PR #4884, opened 2021-03-31
Fix missing ')'

pkejval:
Fix missing ')' at the end of log line:

before fix: blacklist download https://block.energized.pro/bluGo/formats/hosts (lines: 125888 exclude: 5 black: 125814
after fix: blacklist download https://block.energized.pro/bluGo/formats/hosts (lines: 125888 exclude: 5 black: 125814)


AdSchellevis:
@pkejval thanks!

PR #4891, opened 2021-04-02
Potential fix for shutdown order of services

iamperson347:
**Problem:**
It appears that, depending on what services are being utilized, a reboot may hang due to a dependent service being shut down prior to the depending service. The example here is redis and ntopng.

Note - this problem also affects upgrades that require a reboot. It also affects the reboot page within the opnsense GUI.

**Proposed Fix:**
I'm unsure if this fix would have any ill effects. However, when calling rc.freebsd with "stop", if we flip the order of services gathered by rcorder and shutdown services per the new list, it appears that reboots performs cleanly.

**Other details:**

- The current OPNsense version where the bug first appeared
     - Unknown - appears to affect latest release
-  The last OPNsense version where the bug did not exist
    -  Unknown
-  The exact URL of the GUI page involved (if any)
    - N/A
-  A list of steps to replicate the bug
    -  Install redis and ntopng on an opnsense install. Reboots will hang on stopping ntopng due to redis being shut down first

### DIFF
--- a/src/etc/rc.freebsd
+++ b/src/etc/rc.freebsd
@@ -117,6 +117,11 @@ if [ "${1}" == "start" ]; then
 	done
 fi
 
+if [ "${1}" == "stop" ]; then
+	rc_filenames=$(echo "${rc_filenames}" | tail -r)
+	rc_filenames_defer=$(echo "${rc_filenames_defer}" | tail -r)
+fi
+
 # pass all commands to script now
 for rc_filename in ${rc_filenames} ${rc_filenames_defer}; do
 	eval "$(grep "^name[[:blank:]]*=" ${rc_filename})"


fichtner:
Hi David,

Thanks for your patch. tail -r wasn't working on space-separated list so I rewrote it via 7316071. Can you try it on your end?


Thanks,
Franco

iamperson347:
Hi @fichtner,

It looks like the version you put together works as intended. ntopng is stopped before redis (as expected based on the reverse order).

Thank you for getting this in place!

```
root@OPNsense:/usr/local/etc # ./rc.reboot
>>> Invoking stop script 'beep'
>>> Invoking stop script 'freebsd'
Stopping ntopng.
Waiting for PIDS: 37061.
Stopping radiusd.
Waiting for PIDS: 27848.
Stopping redis.
Waiting for PIDS: 57826.
cannot unmount '/var/log': Device busy
cannot unmount '/tmp': Device busy
>>> Invoking stop script 'backup'
>>> Invoking backup script 'captiveportal'
>>> Invoking backup script 'dhcpleases'
>>> Invoking backup script 'duid'
>>> Invoking backup script 'netflow'
>>> Invoking backup script 'rrd'
>>> Invoking stop script 'config'
Shutdown NOW!
shutdown: [pid 36402]
root@OPNsense:/usr/local/etc #
*** FINAL System shutdown message from root@OPNsense.localdomain ***

System going down IMMEDIATELY



System shutdown time has arrived
```

fichtner:
Loos good then. Probably material for 21.1.5. Thank you. ❤️

Issue #4867, opened 2021-03-25
IPv6 Route Advertisement RDNSS lifetime is too short per RFC recommendation.


Napsterbater:
**Important notices**

Before you add a new report, we ask you kindly to acknowledge the following:

- [x] I have read the contributing guide lines at https://github.com/opnsense/core/blob/master/CONTRIBUTING.md
- [x] I have searched the existing issues and I am convinced that mine is new.

**Describe the bug**

IPv6 Route Advertisement RDNSS lifetime is too short per RFC recommendation.
RFC8106 5.1 says RDNSS Lifetime "SHOULD by default be at least 3 * MaxRtrAdvInterval"

additonally

> The rationale of the default value of the Lifetime field is as
>          follows.  The Router Lifetime field, set by AdvDefaultLifetime,
>          has the default of 3 * MaxRtrAdvInterval as specified in
>          [RFC4861], so such a default or a larger default can allow for
>          the reliability of DNS options even under the loss of RAs on
>          links with a relatively high rate of packet loss.  Note that
>          the ratio of AdvDefaultLifetime to MaxRtrAdvInterval is the
>          number of unsolicited multicast RAs sent by the router.  Since
>          the DNS option entries can survive for at most three
>          consecutive losses of RAs containing DNS options, the default
>          value of the Lifetime lets the DNS option entries be resilient
>          to packet-loss environments.

**To Reproduce**

Simply enable Router Advertisements with DNS server configured 

**Expected behavior**

RDNSS Lifetime should be 3 times the Maximum Interval

**Describe alternatives you considered**

OPNsense should add to the radvd config:

`AdvRDNSSLifetime 3060
`
this would go in the same block at the RDNSS changing

`RDNSS 2001:470:****:1::3 2001:470:****:2::8 { };
`
to
```
         RDNSS 2001:470:****:1::3 2001:470:****:2::8 {
         AdvRDNSSLifetime 3060 
         };
```
In this case 3060 is 3 times 1020, my configured Maximum Interval

**Relevant log files**

RA from Packet Cap

> Internet Control Message Protocol v6
>     Type: Router Advertisement (134)
>     Code: 0
>     Checksum: 0xa4b8 [correct]
>     [Checksum Status: Good]
>     Cur hop limit: 64
>     Flags: 0xc0, Managed address configuration, Other configuration, Prf (Default Router Preference): Medium
>     Router lifetime (s): 3060
>     Reachable time (ms): 0
>     Retrans timer (ms): 0
[...]

PR #4893, opened 2021-04-02
radvd advanced options: remove AdvRDNSSLifetime / AdvDNSSLLifetime bounds

maurice-w:
RFC 8106 removes the bound of acceptable values:
https://tools.ietf.org/html/rfc8106#section-5.1
https://tools.ietf.org/html/rfc8106#section-5.2

radvd does not enforce a maximum. 2.19 enforces a minimum (MaxRtrAdvInterval), but does not fail if a lower value is configured. All bounds have been removed in master: radvd-project/radvd@17c43bff200bbc1d4786eb917860a79db4f95c2e

Context: #4867


fichtner:
Merged manually via 3807cf8 -- thanks!

PR #8163, opened 2024-12-23
mvc: fields should implement getCurrentValue() rather than __toString()

fichtner:
To ease this effort avoid having derived classes implement both `__toString` and `getCurrentValue` for consistency across value return. Also only ever return strings (empty if not otherwise possible).

### DIFF
--- a/src/opnsense/mvc/app/models/OPNsense/Base/FieldTypes/BaseField.php
+++ b/src/opnsense/mvc/app/models/OPNsense/Base/FieldTypes/BaseField.php
@@ -356,11 +356,11 @@ abstract class BaseField
 
     /**
      * return string interpretation of this field
-     * @return null|string string interpretation of this field
+     * @return string string interpretation of this field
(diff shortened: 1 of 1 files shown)


fichtner:
Included in #8162

AdSchellevis:
I think this is ok, the tricky/risky one is `UpdateOnlyTextField` if I'm not mistaken, but as long as the child class overwrites `__String()` we should be good.

https://github.com/opnsense/core/blob/1e788857a59204ec349e869d6a6d9babb0f445f2/src/opnsense/mvc/app/models/OPNsense/Base/FieldTypes/UpdateOnlyTextField.php#L41-L44

Although I do expect some impact in a couple of constraints (likely introduced here https://github.com/opnsense/core/commit/85721719af21a1c2bebf851de2621d1ecc894542)

fichtner:
Thanks, let this sit till January when I can test better.

Issue #8179, opened 2025-01-03
Third party software warning message is user-unfriendly


niklasfemerstrand:
When installing plugins from 3rd party repos [a warning message](https://github.com/opnsense/core/blob/master/src/opnsense/mvc/app/views/OPNsense/Core/firmware.volt#L581) is displayed to the user:

![opnsense1](https://github.com/user-attachments/assets/410dee1a-8cc8-4f5d-aea0-5e7a6e1154c0)

Because the warning message doesn't specify which software the user has clicked to install, they are at mercy of clicking the correct icon in a list that looks like the image below. This can be a little bit interesting on wider screens and it is impossible to tell from the warning message what is being installed and who the vendor is. The user does not know for certain what they are agreeing to install.

I propose that the warning message is changed to: "{{ package_name }} is provided by an external vendor, for more information contact {{ the vendor }}."

Apologies for not submitting a PR, but fixing this involves localization changes as well.

![opnsense2](https://github.com/user-attachments/assets/07683f25-5e29-4a11-83dc-800397998a6d)

Monviech:
The step of adding an additional repository to the firewall implies an advanced user knowing the implications and the contents of this repository.

Additionally the "Repository" is shown in the "Firmware: Plugins" table.

niklasfemerstrand:
The removal confirmation displays the plugin name. It would be good if the installation confirmation showed it too.

![Screenshot 2025-01-06 at 14 57 23](https://github.com/user-attachments/assets/9a2da5a9-cf11-469b-a6d1-40f5c67c39a7)

Monviech:
I'll look into it and see if it can be improved.

niklasfemerstrand:
@Monviech Hang on, I'm 1 min away from a PR that does it the same for installation as for removal. :-)

niklasfemerstrand:
This is a good compromise I think because it doesn't require any large localization changes.

PR #8188, opened 2025-01-06
Adds plugin_name to plugin removal confirmation window, closes https://github.com/opnsense/core/issues/8179

niklasfemerstrand:


src/opnsense/mvc/app/views/OPNsense/Core/firmware.volt
```diff
@@ -579,7 +579,7 @@
                     BootstrapDialog.show({
                         type:BootstrapDialog.TYPE_INFO,
                         title: "{{ lang._('Third party software') }}",
-                        message: "{{ lang._('This software package is provided by an external vendor, for more information contact the author')}}",
+                        message: "{{ lang._('This software package is provided by an external vendor, for more information contact the author')}}" + " <strong>" + plugin_name + "</strong>",
```
Monviech, line 582:
```suggestion
                        message: "{{ lang._('This software package is provided by an external vendor, for more information contact the author')}}" + " <strong>" + package_name + "</strong>",
```

Monviech (changes requested):

Monviech:
I don't see any harm. I'll leave it up to @fichtner

fichtner:
Unfortunately I'm not a fan of this. The removal dialog at least has a question and the attached package name.... and also because nobody asked for improvement here for many years. Completely reworking this may be better, but we cannot pull much information from the metadata (like author email or URL) and we don't want to anyway.

PR #8194, opened 2025-01-08
configctl service reload all hangs

bensmithurst:
While testing some changes I ran `configctl service reload all` and got a timeout error.  After doing some digging I found that this relates to netflow data collection and doesn't happen if netflow collection is disabled.

After a bit of poking around it is due to the daemon/samplicate processes keeping a pipe open shared with the reload_all script, which then never termintes.  Adding the `daemon -f` parameter fixes.


fichtner:
Merged, thanks!

Issue #7690, opened 2024-07-30
OpenVPN crashes when <auth-gen-token/> is not empty


stuart-edge:
|| || |Version|24.7_9|

If I configure anything in VPN --> OpenVPN --> Instances --> Instance --> Auth Token Lifetime
The OpenVPN service will not start or restart.
If I remove the value (blank) the OpenVPN service will start.
Also fails with the value set to 0
The value looks OK in the backup file.
<auth-gen-token>36000</auth-gen-token>

OpenVPN will not start with this config
          <maxclients/>
          <keepalive_interval/>
          <keepalive_timeout/>
          <reneg-sec>0</reneg-sec>
          <auth-gen-token>60</auth-gen-token>
          <redirect_gateway/>
          <route_metric/>

OpenVPN will run with this config
          <maxclients/>
          <keepalive_interval/>
          <keepalive_timeout/>
          <reneg-sec>0</reneg-sec>
          <auth-gen-token/>
          <redirect_gateway/>
          <route_metric/>

opnsense
Version | 24.7_9 |  
Architecture | amd64 |  
Commit | 0d38c7804 |  
Mirror | https://pkg.opnsense.org/FreeBSD:14:amd64/24.7 |  
Repositories | OPNsense |  
Updated on | Tue Jul 30 13:51:49 AEST 2024

fichtner:
Same thing I posted here and got no response https://www.reddit.com/r/opnsense/comments/1efq0cg/openvpn_crashes_when_authgentoken_is_not_empty/

> This might clash with another setting that the OpenVPN daemon complains about and refuses to start. Can you check your log?

stuart-edge:
I thinks this is the error. I gave up on OpenVPN and started using WireGuard.
/usr/local/opnsense/scripts/openvpn/ovpn_service_control.php: The command '/usr/local/sbin/openvpn --config '/var/etc/openvpn/instance-226a3474-1caa-4f0a-9cf1-e0cb671bb1d3.conf'' returned exit code '1', the output was ''

fichtner:
I think we know the service didn't start. The question is what OpenVPN service itself logged when it decided not to start ;)

hsiewert:
I have read the contributing guide lines at https://github.com/opnsense/core/blob/master/CONTRIBUTING.md
 I am convinced that my issue is new after having checked both open and closed issues at https://github.com/opnsense/core/issues?q=is%3Aissue

I guess, the problem is probably the same as described before:

### Environment
[...]

PR #8203, opened 2025-01-11
VPN: OpenVPN: Instances - fix "auth-gen-token" and "reneg-sec" value validation

devopsoffice-ivan:
Allow saving config when reneg-sec is set to zero and auth-gen-token has no value, but prevents saving config when both parameters are set to zero.
Setting both parameters to zero results invalid configuration with error message:
Options error: --auth-gen-token needs a non-infinite --renegotiate_seconds setting

### DIFF
--- a/src/opnsense/mvc/app/models/OPNsense/OpenVPN/OpenVPN.php
+++ b/src/opnsense/mvc/app/models/OPNsense/OpenVPN/OpenVPN.php
@@ -133,9 +133,15 @@ class OpenVPN extends BaseModel
                         $key . ".verify_client_cert"
                     ));
                 }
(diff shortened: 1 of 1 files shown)


fichtner:
Just for further reference this is related to #7690

devopsoffice-ivan:
Yes, #7690 fixes a bad config value combination for reneg-sec and auth-gen-token (reneg-sec == 0 and auth-gen-token > 0) but blocks setting reneg-sec == 0 and empty auth-gen-token value.
Setting both reneg-sec and auth-gen-token to zero results an invalid configuration also, so an empty auth-gen-token value should be used when reneg-sec is set to zero. In this case auth-gen-token is skipped from generated configuration, just reneg-sec is included and the result is a valid generated configuration.
This patch allows setting empty value for auth-gen-token when reneg-sec is set to zero.

PR #8206, opened 2025-01-11
Allow custom additions to sshd_config

ngreatorex:
## The problem
On my OPNsense router, I wish to make modifications to the local `sshd_config` file and have them persist across restarts and upgrades. At the moment, this is not possible as the `/usr/local/etc/ssh/sshd_config` file is generated and controlled by OPNsense and doesn't allow custom configuration options to be set anywhere.

## The solution
Modify the generation of the `/usr/local/etc/ssh/sshd_config` file to include any files in a local directory `/usr/local/etc/ssh/sshd_config.d` if that directory exists. 

## Testing
I have tested on my local OPNsense install that it works both with and without the directory `/usr/local/etc/ssh/sshd_config.d` existing.


fichtner:
I'm ok with this since this fits our options override policies, but:

1. needs documentation (docs) because not obvious otherwise.
2. we should create the directory through core package, best with a readme file explaining why the directory exists -- but I'm not sure how OpenSSH reacts to a non-SSH config file, perhaps with comments such as https://github.com/opnsense/core/blob/master/src/etc/dnsmasq.conf.d/README

ngreatorex:
@fichtner Thanks. I've added the directory. `/src/etc/ssh/**` was in the `.gitignore` file. As the `sshd_config.d` is a directory, I can't just override it with a `!/src/etc/ssh/sshd_config.d`, so I've replaced it with ignore lines for keys and configs. Happy to adjust further if there are other files it's necessary to ignore.

ngreatorex:
Will work on a documentation PR shortly

fichtner:
I like this approach outlined here by some Linux:

https://www.reddit.com/r/linuxquestions/comments/1600kte/comment/jxjn5hp/

     /etc/ssh/sshd_config.d/*.conf  files  are  included at the start of the
    configuration file,  so  options  set  there  will  override  those  in
    /etc/ssh/sshd_config.

I don't think we need to modify the gitignore as you can force files into ignored directories. The reason it is ignored is due to the "make mount" feature which can snatch your on disk files when you happened to mount /usr/local to the  core source directory. I think in src/etc/pkg it's the same now.

AdSchellevis:
In the long run we might want to add some (uniform) way to show there are overwrites in play. In terms of support these things are quite annoying, which doesn’t mean we shouldn’t do this, but in a later phase might want to add “something” (not sure what at the moment, just a brain dump)

fichtner:
@AdSchellevis Based on ACLs we could add persistent banners now that implement is-there-a-non-empty override directory. Making this work with multiple services is probably the most trick part. The nice thing is you are only going to see this in the GUI on the relevant page.

ngreatorex:
> I like this approach outlined here by some Linux:
> 
> 
> 
> https://www.reddit.com/r/linuxquestions/comments/1600kte/comment/jxjn5hp/
> 
> 
> 
>     /etc/ssh/sshd_config.d/*.conf  files  are  included at the start of the
> 
>     configuration file,  so  options  set  there  will  override  those  in
> 
>     /etc/ssh/sshd_config.
> 
> 

I have moved the include to the top of the file. Do you want me to also change it to be only *.conf that gets included?

> 
> I don't think we need to modify the gitignore as you can force files into ignored directories. The reason it is ignored is due to the "make mount" feature which can snatch your on disk files when you happened to mount /usr/local to the  core source directory. I think in src/etc/pkg it's the same now.

OK I have reverted the change to .gitignore and force included the README.

src/etc/inc/plugins.inc.d/openssh.inc
```diff
@@ -158,6 +158,11 @@ function openssh_configure_do($verbose = false, $interface_map = null)
     $sshport = isset($sshcfg['port']) ? $sshcfg['port'] : 22;
 
     $sshconf = "# This file was automatically generated by /usr/local/etc/inc/plugins.inc.d/openssh.inc\n";
+
+    if (is_dir('/usr/local/etc/ssh/sshd_config.d')) {
+        $sshconf .= 'Include /usr/local/etc/ssh/sshd_config.d/*' . PHP_EOL;
+    }
```
fichtner, line 164:
```suggestion
    $sshconf .= 'Include /usr/local/etc/ssh/sshd_config.d/*.conf' . PHP_EOL;
```

src/etc/inc/plugins.inc.d/openssh.inc
```diff
@@ -158,6 +158,11 @@ function openssh_configure_do($verbose = false, $interface_map = null)
...
+
```
fichtner, line 165:
```suggestion
```

nevermind this, quick and easy change here :)

src/etc/inc/plugins.inc.d/openssh.inc
```diff
@@ -158,6 +158,8 @@ function openssh_configure_do($verbose = false, $interface_map = null)
     $sshport = isset($sshcfg['port']) ? $sshcfg['port'] : 22;
 
     $sshconf = "# This file was automatically generated by /usr/local/etc/inc/plugins.inc.d/openssh.inc\n";
+
```
fichtner, line 161:
```suggestion
```

fichtner:
Merged, thanks!

fichtner:
@AdSchellevis @swhite2 how about something along the lines of 65fbf0b

fichtner:
That did not commit as planned... it's [515e56f](https://github.com/opnsense/core/commit/515e56fc8f65cd13e2b3bfc492862daafc1f4c06)

AdSchellevis:
@fichtner In principle I think that would do the trick, but I have to try it out. Question is if this also works in a similar way for Unbound and IPsec as these are the most likely other targets. Last minor thing is file access, in some (most?) cases we likely need to detach the call to test for the pattern as we’re not always allowed to search the path (when running as www user in the future)

can you dump this in a PR so we don’t forget about it?

PR #8222, opened 2025-01-17
acl: prioritize dashboard and ui routes for landing page

swhite2:
With the new user manager (and probably in the old situation as well), privileges can be assigned in any order, which means the ACL can start with an `api` pattern, which would redirect the user to "nothing", practically locking them out. The first ACL may also point to anything, where in reality it would make more sense to sort this to something that's prioritized - if selected.

Just a little PoC for discussion.


AdSchellevis:
@swhite2 https://github.com/opnsense/core/commit/5a9a551425afeadc19b7039dc8a6c152d0d36c23 should do the trick for what we want to achieve.

Issue #8139, opened 2024-12-17
Delegated DHCPv6 Static Reservations Convert Decimal to Hexidecimal in Lease


Ryushin:
**Important notices**

Before you add a new report, we ask you kindly to acknowledge the following:

- [ X] I have read the contributing guide lines at https://github.com/opnsense/core/blob/master/CONTRIBUTING.md
- [X ] I am convinced that my issue is new after having checked both open and closed issues at https://github.com/opnsense/core/issues?q=is%3Aissue

Running version: 24.7.11

When setting a reserved IP address in a delegated prefix, input is received is as a decimal, but the outputted reserved lease is in hexadecimal.

![DHCPv6_Static_Mappings](https://github.com/user-attachments/assets/0b355fbf-d3cd-4408-ad39-955a803686de)

![DHCPV6_Leases](https://github.com/user-attachments/assets/d1e3ef15-d7d6-418c-9636-6c888b27d943)

Both should be the same.  If ::0.0.0.10 is entered for the static lease the output should also be .10 and not .a.

fichtner:
In practice that’s impossible as a general rule. An IPv6 is just a 128 bit number and this information gets los somewhere, especially with compression in play.

Ryushin:
I agree the IPv6 addresses are in hex.  I'm saying that when you create the reserved IP address, the input is in decimal and the actual lease is converted to hex.

fichtner:
No, they are not `::0.0.0.28` or `::0.0.0.a` because the leases page does **not** show IPv4-mapped IPv6 address format.

To reiterate: you are using IPv4-mapped IPv6 address format. It has colons AND dots at the end which mimics an IPv4 address (mapped in IPv6). This is a convenience way of setting an IPv6, but the actual adress displayed as a normal IPv6 is what you see...

Ryushin:
This is under the ISC DHCPv6 Leases.  I'm not using any IPv4-mapped to IPv6.  The IPv6 /64 prefix is handed to the LAN from the WAN /56 prefix requested from my ISP.

Since the LAN has a /64 delegated prefix, the first four sets of numbers are already specified and I just specify the last four sets of numbers, so ::0.0.0.28 or whatever.

I've worked around this by converting the hexadecimal number I want as a static mapping to decimal number in the mappings.  So I wanted ::0.0.0.10 as the lease I entered ::0.0.0.16 in the static mapping.

I think this is a bug since this is related just to to DHCPv6 and is not related to DHCPv4.

[...]

PR #8228, opened 2025-01-21
mvc: fix NetworkValidator for IPv4-mapped addresses with netmask

jfieber:
The NetworkValidator fails on [IPv4-mapped addresses](https://www.rfc-editor.org/rfc/rfc4291#section-2.2), for example `::ffff:198.51.100.0/120`.  Inferring IPv4 from the presence of a period (.) fails as these IPv6 address forms contain periods. Inferring IPv6 from the presence of a colon (:) should be more robust.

----

• [EXERCISE BRIEF]: Copy out the range of lines above starting at the line with "Commit | 0d38c7804 |" and ending at the line with "Same thing I", exactly and including both.

• [SOLUTION TO THE PROBLEM]:
Commit | 0d38c7804 |  
Mirror | https://pkg.opnsense.org/FreeBSD:14:amd64/24.7 |  
Repositories | OPNsense |  
Updated on | Tue Jul 30 13:51:49 AEST 2024

fichtner:
Same thing I posted here and got no response https://www.reddit.com/r/opnsense/comments/1efq0cg/openvpn_crashes_when_authgentoken_is_not_empty/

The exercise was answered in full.